## WORK INSTRUCTION
Output, without any change, the listing below from its opening line up to and including the line with "## Direction".

## DATA TO EXAMINE
Issue #337, opened 2026-06-17
rewrite engine: full composed-command support (parse instead of bail)


dean0x:
## Context

The fix/rewrite-hook-falseneg PR adds a conservative safety bail: the rewrite engine passes a command through unchanged when, after trimming leading and trailing whitespace, it contains an interior newline (statement-merge corruption, where multiple statements were being merged into one rewritten line). That is a stopgap that trades compression for correctness on multi-line input.

## The deeper gap

The engine still lacks full composed-command support. It tokenizes on whitespace without being quote-aware, which leaves several known corruption and false-negative classes unhandled:

- Quote-aware tokenization: multi-space-in-quotes corruption (collapsing runs of spaces inside a quoted argument), and tabs as separators (audit item AD-RW-13).
- Multi-line parsing: today the engine bails on interior newlines rather than parsing each statement; a proper parser would compress each line.
- Heredocs and line continuations (trailing backslash at end of line).

## Direction

Replace bail-on-what-we-cannot-prove-round-trips with a real shell-aware tokenizer and parser that preserves byte-faithful semantics across quotes, tabs, multiple spaces, newlines, heredocs, and continuations, so these commands can be compressed safely instead of passed through raw.

## Acceptance (high level)

- Quote-aware tokenizer: spaces and tabs inside quotes preserved byte-for-byte.
- Multi-line commands parsed per-statement (no blanket newline bail).
- Heredoc and line-continuation bodies preserved verbatim.
- Round-trip property tests over the corruption classes above.

## Related

Follow-up to the interior-newline bail introduced in fix/rewrite-hook-falseneg (fix C).

PR #340, opened 2026-06-21
fix: rewrite-hook false-negatives — root-cause fixes A–F + recurrence guards

dean0x:
## Summary

Fixes a class of **silent false-negatives** in skim's command-rewrite hook. skim rewrites `grep` → `skim grep` (wrapping the real tool); three independent reviewer reports hit the same defect. Empirical reproduction against the built binary showed the trigger was **not** pattern characters (`<`, anchored `+`, quotes) but a small set of root-cause bugs that all produce the same dangerous outcome — output an agent reads as *"no matches / not present."*

Six fixes (A–F) on one branch, spanning the rewrite engine (A/C/E — the agent PreToolUse hook and the `skim rewrite` CLI) and the shared tool handlers that **both** interception surfaces run (B/D/F — the hook/CLI engine **and** the OS-level PATH wrappers). The rewrite engine and the wrapper surface dispatch differently; see `CLAUDE.md` → *Two interception surfaces*.

## Fixes

- **A — Flag-drop root cause + recurrence guard.** Rules baked a required flag into the match `prefix`, then `rewrite_to` replaced the whole prefix with `skim <tool>`, **dropping the flag** (`grep -rn` → `skim grep` lost `-rn` → non-recursive → *"Is a directory"* → false-negative; same for `grep -r`, `ls -la`, `ls -R`). Flags are now preserved in `rewrite_to`. **Generalization:** a structural guard test (`no_rule_silently_drops_prefix_flags`) **fails the build** if any rule drops a prefix flag that isn't on an explicit `WRAPPER_REINJECTS` allowlist (each entry citing the compensating wrapper fn). The guard immediately caught a **pre-existing** bug — `ruff format --check` dropped both `format` and `--check`, silently turning a dry-run into a destructive file rewrite — now fixed too.
- **B — Error visibility.** grep/rg/diff exit **1** (benign "no match"/"differs") no longer prints the misleading `[skim] compressed output (exit 1)` hint, while **still propagating the exit code**; exit **≥2** (a real error) forwards the tool's stderr to our stderr. (Surfacing stderr on error was already provided by #317's `forward_stderr`; this PR makes the hint exit-code-aware per tool via `should_emit_compressed_hint`.)
- **C — Composed-command safety.** Passthrough-unchanged when a command, after trimming trailing whitespace, contains an **interior newline** (statement-merge corruption: `git log -1 SHA⏎printf done` was merging into one command). Applied at **both** engine entry points — the agent hook **and** the `skim rewrite` CLI path (where `split_whitespace` had been silently merging statements). Trailing newlines still rewrite. The deeper composed-command parser gap is tracked in #337.
- **D — git show file-content.** `git show <ref>:<path>` now uses **pseudo** mode (preserves body logic) instead of structure mode (which collapsed bodies to `{...}` and hid the logic). The inflation guardrail still falls back to raw.
- **E — Pipe-source.** `git diff|log|show | grep …` leaves the source **raw** when piped (skim's reformatted lines would break the downstream filter). Enforced globally by the pipe short-circuit in `compound.rs`; misleading per-rule comments corrected.
- **F — Display wording.** `GREP: N matches in M files` — removed the misleading `(showing N)` (N was the *file* count; a reviewer read it as truncation). Truncation wording appears only when a cap actually truncated. **JSON envelope unchanged.**

## Recurrence prevention

1. **Structural guard test (A)** — CI fails if any rule drops a prefix flag.
2. **Error visibility (B)** — any residual failure becomes loud stderr, not an empty "no match."
3. **Bail-don't-corrupt (C)** — the engine passes through anything it can't provably round-trip.

## Testing

- **rskim: 3921 tests pass** (full `--no-fail-fast`); **rskim-core: 470 tests + 15 doctests pass**.
- `cargo clippy --all-targets -D warnings` clean; `cargo fmt --check` clean.
- **AC-A4 is mutation-proven:** the negative fixture drives the *real* shared `check_rule_for_flag_drop` helper — inverting the check turns **both** the guard and the fixture red.
- **Surfaces tested:** the `--hook` JSON path and the `skim rewrite` CLI are tested for flag preservation (A) and the B/D/F behavioral changes. The PATH-wrapper surface (`~/.skim/bin/<tool>` → skim binary) takes a separate dispatch path (`detect_argv0_dispatch` → `cmd::dispatch`) that **bypasses the rewrite engine** — it runs the tool handler directly with the original argv, so rewrite-path flag preservation (A/C/E) does not apply to it. It shares the B/D/F handler code with the tested paths but is not independently exercised by a wrapped-`argv[0]` test. See `CLAUDE.md` → *Two interception surfaces*.

## Scope (deliberately not in this PR)

No full multi-line/quote-aware parser, no engine-level per-rule flag opt-outs, no `--mode` flag on `git show` — all per the plan. Round-tripping constructs (`$()`, backticks, `${}`, `<()`, redirects, `&`, `<<<`, comments, env-prefixes, quoted pipes) are **not** bailed (verified to round-trip — bailing would lose compression for nothing).

## Tracking

- #337 — *rewrite engine: full composed-command support (parse instead of bail)* — the deeper quote-aware tokenization / multi-line / heredoc work.

### DIFF
--- a/.devflow/features/build-parsers/KNOWLEDGE.md
+++ b/.devflow/features/build-parsers/KNOWLEDGE.md
@@ -1,7 +1,7 @@
 ---
 feature: build-parsers
 name: Build Tool Output Parsers
-description: "Use when adding a new build tool parser, modifying cargo/tsc/make/gradle/maven compression, or debugging three-tier parse degradation for build commands. Keywords: build, cargo, tsc, make, gradle, maven, clippy, ParseResult, BuildResult, three-tier, NDJSON, flag injection, run_check, run_fmt, ChildGuard, indefinite, is_indefinite_command, expected_exit_codes, forward_stderr, ExitDisposition, classify_exit, run_parsed_command_with_exit, elision_marker, failure_context_body, parse_failure_details, compress-never-truncate."
+description: "Use when adding a new build tool parser, modifying cargo/tsc/make/gradle/maven compression, or debugging three-tier parse degradation for build commands. Keywords: build, cargo, tsc, make, gradle, maven, clippy, ParseResult, BuildResult, three-tier, NDJSON, flag injection, run_check, run_fmt, ChildGuard, indefinite, is_indefinite_command, expected_exit_codes, forward_stderr, ExitDisposition, classify_exit, run_parsed_command_with_exit, elision_marker, failure_context_body, parse_failure_details, compress-never-truncate, spawn_status_to_code, run_with_node_fallback, should_emit_compressed_hint, BENIGN_EXIT1_PROGRAMS, FileResult."
 category: component-patterns
 directories: [crates/rskim/src/cmd/build/, crates/rskim/src/cmd/]
 referencedFiles:
@@ -24,8 +24,8 @@ referencedFiles:
   - crates/rskim/src/cmd/test/cargo.rs
   - crates/rskim/src/cmd/test/shared.rs
 created: 2026-05-14
-updated: 2026-06-17
-version: 16
+updated: 2026-06-21
+version: 17
 ---
 
 # Build Tool Output Parsers
@@ -51,7 +51,7 @@ Rules that flow from this constraint:
 `cmd/mod.rs` was refactored to reduce complexity. Functionality previously inline in `mod.rs` is now split across dedicated submodules:
 
 - `cmd/dispatch.rs` — `dispatch()`, `run_raw_passthrough()`, and per-tool dispatcher helpers (`dispatch_cargo`, `dispatch_go`, `dispatch_swift`, `dispatch_dotnet`, `passthrough_subcmd`, `extract_subcmd`, `prepend_without`)
-- `cmd/execution.rs` — `OutputFormat`, `RunContext`, `ParsedCommandConfig<'_>`, `ToolRunConfig<'_>`, `run_tool<T>`, `run_parsed_command_with_mode`, `run_parsed_command_with_exit`, `format_analytics_label`, `combine_output`, `obtain_output`, `render_output<T>`, `record_and_report`, `passthrough_raw`
+- `cmd/execution.rs` — `OutputFormat`, `RunContext`, `ParsedCommandConfig<'_>`, `ToolRunConfig<'_>`, `run_tool<T>`, `run_parsed_command_with_mode`, `run_parsed_command_with_exit`, `format_analytics_label`, `combine_output`, `obtain_output`, `render_output<T>`, `record_and_report`, `passthrough_raw`, `RecordReport<'_>`, `should_emit_compressed_hint`, `BENIGN_EXIT1_PROGRAMS`
 - `cmd/security.rs` — `sanitize_for_display`, `scrub_db_args`, `scrub_infra_args`
 - `cmd/registry.rs` — `KNOWN_SUBCOMMANDS` (sorted, binary-searchable), `is_known_subcommand`, `is_meta_subcommand`, `wrapper_targets`
 - `cmd/test_utils.rs` — standalone `pub(crate)` module (compiled under `#[cfg(test)]` gate in `mod.rs`); canonical test helper source for all `cmd` subtree tests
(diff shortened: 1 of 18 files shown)


dean0x:
**File**: `crates/rskim/src/cmd/rewrite/rules.rs:17` (and lines 1820, 1837, 2188, 2195, 2205)

**Finding**: Hardcoded cross-file line-number citations create brittle structural coupling.

Four comments hardcode `"lines 543-545 of compound.rs"` and three cite `"line ~54 in gofmt.rs"`, `"lines ~92-94 in prettier.rs"`, `"lines ~94-97 in rustfmt.rs"`. These are accurate today, but they couple comments in one file to absolute line ranges in other files with no compiler or test enforcement. Any insertion above line 543 in `compound.rs` silently invalidates all four citations (PF-008 drift trap).

**Fix**: Cite the function name instead: `"enforced by has_pipe_operator in try_rewrite_compound (compound.rs)"` rather than line numbers. Symbol references survive line drift and are greppable. For the WRAPPER_REINJECTS entries, drop the line numbers entirely and rely on the function name + file context.

**Confidence**: 96% (architecture), 72% (consistency), 70% (documentation) — three reviewers flagged this as a maintenance hazard.

**Why it matters**: This is exactly the "drift trap" PF-008 warns about. A future maintainer reading a stale line ref will trust incorrect information and make incorrect decisions.

dean0x:
**File**: `crates/rskim/src/cmd/git/show.rs:794`

**Finding**: Fix D uses struct-literal syntax instead of the established `TransformConfig::with_mode()` constructor.

**Current (line 794-798)**:
```rust
let config = TransformConfig {
    mode: Mode::Pseudo,
    ..TransformConfig::default()
};
```

**Issue**: The codebase has a dedicated constructor `TransformConfig::with_mode(mode)` (defined at `rskim-core/src/types.rs:670`) used at ~20 call sites, including the sibling `git diff` command in `diff/render.rs:446`. Fix D is the only non-test production site constructing via struct literal—an inconsistency with the project's "match existing patterns — consistency beats cleverness" rule.

**Fix**:
```rust
let config = TransformConfig::with_mode(Mode::Pseudo);
```

This is behavior-identical but aligns `git show` with `git diff` and other call sites.

**Confidence**: 88% (consistency review). This is the line the PR changed (was `TransformConfig::default()` before), so it's categorized as Should-Fix.

dean0x:
**File**: `crates/rskim/src/cmd/execution.rs:262` (Fix B `should_emit_compressed_hint`)

**Finding**: Fix B's behavioral change has no end-to-end test for the path it actually modifies.

**The issue**: Fix B only alters behavior when a `BENIGN_EXIT1_PROGRAMS` tool (grep/rg/diff) exits with code 1 AND produced a Full/Degraded-tier compressed body. However:

- The pre-existing E2E `test_grep_no_match_exits_1_silently` tests the passthrough tier (empty body), which was already silent via the pre-existing `tier_name != "passthrough"` condition. It does **not** exercise the new `!is_benign_exit1` term.
- For `diff` (the clearest real case), the only E2E is `skim diff` (a git-wrapper), not the raw `diff` tool routed through `run_parsed_command_with_exit`.

**Impact**: The unit tests pin the decision function, but nothing proves the wired-up integration (`record_and_report` → `should_emit_compressed_hint` → returned `ExitCode`) suppresses the hint AND propagates exit 1 for a real differing-files `diff a b`.

**Fix**: Add an E2E that runs `diff` on two actual differing files through the skim binary, asserting:
- `.code(1)` — exit code is propagated
- stdout contains the compressed diff body (Full tier)
- stderr does NOT contain `"compressed output"`

**Confidence**: 88% (testing review). This is a MEDIUM-confidence finding, but it matters because the threading of `RecordReport::program` is now load-bearing.

dean0x:
**File**: `crates/rskim/src/cmd/git/show.rs:1483` (Fix D unit tests)

**Finding**: Fix D's unit tests assert a locally-constructed config, not the production path behavior (PF-007 shape).

**The issue**: The two new tests (`fix_d_file_content_transform_uses_pseudo_mode`, `fix_d_pseudo_mode_preserves_function_body`) assert that:
1. A locally-constructed `TransformConfig{mode: Pseudo}` has mode = Pseudo ✓
2. `rskim_core::transform(src, Rust, Mode::Pseudo)` keeps function bodies ✓

But neither drives **`run_show_file_content`** — the production function that actually sets the mode. These tests would **still pass** if line 794 were reverted to `TransformConfig::default()` (Structure mode), making them vacuous guards per PF-007.

**Impact**: A regression that silently reverts Fix D to Structure mode would not be caught by these tests.

**Fix**: Add an E2E that runs `skim git show HEAD:<a-real-supported-source-file>.rs` (or similar) and asserts the output contains body/logic tokens that Structure mode would strip, proving Pseudo is live. Alternatively, a unit test that directly calls `run_show_file_content` against a fixture and asserts the rendered output retains body content.

**Confidence**: 85% (testing review). This is a should-fix because it mirrors the PF-007 anti-pattern: a test that would still pass with the fix deleted.

dean0x:
## Summary: Unanimous APPROVE (0 Blocking Issues, 10 Reviews, Scores 8–9/10)

All 10 reviewers (security, architecture, performance, complexity, consistency, regression, testing, reliability, Rust, documentation) unanimously recommend **APPROVE**. Behavior changes are intentional fixes. No blocking issues found.

---

### Inline Comments Posted (4/6 eligible)

1. **Brittle cross-file line citations** (rules.rs) — cite function names, not line numbers (PF-008 drift trap)
2. **Fix D idiom deviation** (show.rs:794) — use `TransformConfig::with_mode()` not struct literal
3. **Fix B no real-tool E2E** (execution.rs:262) — add `diff a b` end-to-end test
4. **Fix D vacuous test** (show.rs:1483) — add production-path test through `run_show_file_content`

**Skipped (60-79% confidence)**: Two additional findings scored 60-79% and are listed below in "Non-Blocking Should-Fix" instead of inline.

---

### Non-Blocking Should-Fix & Observations

**MEDIUM (60-79% confidence, non-blocking):**

- **"Both surfaces verified" claim is partially false** (testing 82%): The PR description asserts that wrapped-tool (argv[0]=tool) and `--hook` JSON paths "behave identically for B/D/F + flag preservation." Only the `--hook` path is tested; no E2E exercises the wrapped argv[0] surface. Either add a wrapped-argv E2E or soften the prose claim (the wrapper path uses the same `try_rewrite`/handler code, so it is covered indirectly, but not directly tested).

- **WRAPPER_REINJECTS invariant not test-enforced** (architecture 82%): Each allowlist entry exempts a rule on the basis that a wrapper re-injects the flag, but the proof is a hand-maintained comment, not code. If a wrapper stops injecting, the allowlist silently lies and the guard becomes ineffective. **Candidate follow-up**: have each wrapper expose `const INJECTS: &[&str]` and assert in tests that every `WRAPPER_REINJECTS` entry's flag is actually in the cited handler's `INJECTS`.

- **Fix-A e2e predicates are non-discriminating** (regression 88%): Tests like `test_rewrite_grep_r` assert only `contains("skim grep")`, not the preserved flag itself. They pass whether or not `-r` appears in the output. The load-bearing guard is the structural `no_rule_silently_drops_prefix_flags` unit test (which correctly iterates all rules and would panic on regression), so this is non-blocking, but tightening the e2e assertions to `contains("skim grep -r TODO src/")` would close the e2e gap.

**LOW (60-79% confidence, informational):**

- **`prefix[1..]` indexing lacks empty-slice guard** (Rust 70%): `check_rule_for_flag_drop` at line 2129 does `prefix[1..]` which would panic if a rule ever has an empty prefix. No current rule has one, so unreachable today, but a defensive `.get(1..).unwrap_or(&[])` would future-proof the guard (matters because panics here only surface under `--all-targets` CI per PF-009).

- **CLI rewrite path scans input twice** (performance 72%): Fix C adds `command_needs_passthrough` before `collect_input_tokens`, which then re-splits the same args. This is the explicit CLI `skim rewrite` entry (one call per user invocation), NOT the hot `--hook` path. Impact on <50ms budget is negligible; flagging only for awareness. The correctness justification is sound.

- **Module-doc cross-file line citations** (documentation 70%): Same issue as inline comments #1 above — hardcoded line refs in rustdoc comments (e.g., "lines 543-545 of compound.rs") will silently drift. Consider citing the function name instead.

- **Wrapper path struct-field redundancy** (Rust 65%): Fix D builds a full `TransformConfig` then discards all fields except `mode`. Matches the pre-existing pattern in the same function (no regression), so style-only, non-blocking.

---

### Pre-Existing Issues (Out of Scope, Do Not Block This PR)

**NOTE (PF-008 observation, not a finding against this PR):**

Three reviewers independently encountered a **pre-existing rendering bug** unrelated to these fixes: skim's `git diff` handler duplicates changed lines (shows both `-old` and `+new` on the same display line) when the diff tier is Full. Reproducible in this PR's own binary AND independently on the diff path this PR does NOT modify. Recommendation: **file a separate GitHub issue** to track this existing behavior, but it does not block this PR since it's pre-existing and outside the scope of the rewrite-hook fixes.

---

### Coverage Verdict (Testing Aggregate)

| Aspect | Coverage | Status |
|--------|----------|--------|
| Fix A (flag preservation) | Structural guard + unit tests ✓; e2e predicates weak but guarded | PASS |
| Fix B (exit-1 hint suppression) | Unit tests ✓; no real-tool Full-tier E2E | PASS (unit solid; e2e gap noted) |
| Fix C (interior-newline bail) | All three coverage types (unit, e2e, both surfaces) ✓ | PASS |
| Fix D (Pseudo mode) | Unit only; production path not tested | PASS (unit tests cover intent; path test recommended) |
| Fix E (pipe passthrough docs) | Doc correction + E2E ✓ | PASS |
| Fix F (header rendering) | Unit + serde roundtrips ✓ | PASS |
| Two-entry-point invariant | All fixes wired correctly; Fix C/E verified on both surfaces ✓ | PASS |
| PF-007 sweep (vacuous tests) | Clean; no exit-0-only assertions ✓ | PASS |

---

### Recommendation

**APPROVED** with four concrete improvement suggestions (all non-blocking):

1. Add real-tool E2E for Fix B (`diff` exit 1 Full tier)
2. Add production-path E2E for Fix D (`git show HEAD:<file>.rs`)
3. Replace hardcoded line citations with function names (rules.rs + rustdoc)
4. Tighten Fix-A e2e predicates to assert full preserved-flag form

The PR is regression-safe: all six fixes are tightly scoped, two-entry-point invariant is respected, and load-bearing guards (structural flag-drop test, pure `should_emit_compressed_hint`, `command_needs_passthrough`) are backed by discriminating tests.

**Per ADR-005, merge is the user's decision.**

---

*Reviewed by: security (9/10), architecture (8/10), performance (9/10), complexity (9/10), consistency (9/10), regression (9/10), testing (8/10), reliability (9/10), Rust (9/10), documentation (9/10)*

## ANSWER FOR THIS EXERCISE
Issue #337, opened 2026-06-17
rewrite engine: full composed-command support (parse instead of bail)


dean0x:
## Context

The fix/rewrite-hook-falseneg PR adds a conservative safety bail: the rewrite engine passes a command through unchanged when, after trimming leading and trailing whitespace, it contains an interior newline (statement-merge corruption, where multiple statements were being merged into one rewritten line). That is a stopgap that trades compression for correctness on multi-line input.

## The deeper gap

The engine still lacks full composed-command support. It tokenizes on whitespace without being quote-aware, which leaves several known corruption and false-negative classes unhandled:

- Quote-aware tokenization: multi-space-in-quotes corruption (collapsing runs of spaces inside a quoted argument), and tabs as separators (audit item AD-RW-13).
- Multi-line parsing: today the engine bails on interior newlines rather than parsing each statement; a proper parser would compress each line.
- Heredocs and line continuations (trailing backslash at end of line).

## Direction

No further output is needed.